> _Directions for this task_:
Go through the entries below and copy each line that holds the word "seanpearsonuk".
**** Records for the task
PR #4153, opened 2025-06-12
feat: beta features access

prmukherj:
Allow enabling of beta features both in meshing and solver mode.

For now only 2 features are there:
1. In meshing mode: topology based meshing.
2. In solver mode, "switch_to_meshing" mode.

Both of these are accessible only after enabling beta features. Please refer tests for details.


src/ansys/fluent/core/session_pure_meshing.py
```diff
@@ -238,3 +237,15 @@ def transfer_mesh_to_solvers(
...
+
+    def enable_beta_features(self):
+        """Enable access to Fluent beta-features"""
+        if not self._app_utilities.is_beta_enabled():
+            self.tui.beta_feature_access("yes", "yes")
+
+    def __dir__(self):
+        if self._fluent_connection is None:
+            return ["is_active"]
+        if self._app_utilities.is_beta_enabled():
```
seanpearsonuk: @prmukherj I believe that we should implement `_is_beta_enabled()` at base-class level.

prmukherj: yes, sounds right.

src/ansys/fluent/core/session_pure_meshing.py
```diff
@@ -238,3 +237,15 @@ def transfer_mesh_to_solvers(
             clean_up_mesh_file,
             overwrite_previous,
         )
+
```
seanpearsonuk, line 240: @prmukherj I believe that this should be a base class method that looks like:
```python
    def enable_beta_features(self):
        """Enable access to Fluent beta-features"""
        # - app utilities encapsulates checking of current status
        # - server figures out how to concretely enable beta (given that the action might be different per Fluent run mode)
        self._app_utilities.enable_beta(self)
```

src/ansys/fluent/core/session_pure_meshing.py
```diff
@@ -238,3 +237,15 @@ def transfer_mesh_to_solvers(
...
+    def enable_beta_features(self):
+        """Enable access to Fluent beta-features"""
+        if not self._app_utilities.is_beta_enabled():
+            self.tui.beta_feature_access("yes", "yes")
+
+    def __dir__(self):
+        if self._fluent_connection is None:
+            return ["is_active"]
```
seanpearsonuk: @prmukherj The strategy of what to do when detached is a core decision, not for concrete leaf classes.

src/ansys/fluent/core/session_pure_meshing.py
prmukherj: AppUtilities should contain a enable_beta?

seanpearsonuk: I'm convinced of it.

Anything like a concrete TUI/Scheme dependency needs to be pushed as far into the back-end as possible &mdash; otherwise we'll slide back to where we were. For older servers, we can implement it in the app utilities client wrapper.

prmukherj: Right, will do it. It's actually agrees with something suggested by Mainak as well. @mkundu1

prmukherj: Done, Thank you.

src/ansys/fluent/core/session_pure_meshing.py
prmukherj: Done, Thank you.

prmukherj:
This PR will be merged after v26R1 Fluent changes are in place.

src/ansys/fluent/core/services/app_utilities.py
```diff
@@ -255,6 +261,18 @@ def is_beta_enabled(self) -> bool:
...
+    def enable_beta(self):
+        """Enable beta features.
+
+        Raises
+        ------
+        RuntimeError
+            Not supported before Fluent 2025 R2.
+        """
+        raise RuntimeError(
+            "Enabling beta is not supported py PyFluent for Fluent versions before 2025 R2."
```
seanpearsonuk: by

prmukherj:
```suggestion
            "Enabling beta is not supported by PyFluent for Fluent versions before 2025 R2."
```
********
> _Your solution_:
seanpearsonuk: @prmukherj I believe that we should implement `_is_beta_enabled()` at base-class level.
seanpearsonuk, line 240: @prmukherj I believe that this should be a base class method that looks like:
seanpearsonuk: @prmukherj The strategy of what to do when detached is a core decision, not for concrete leaf classes.
seanpearsonuk: I'm convinced of it.
seanpearsonuk: by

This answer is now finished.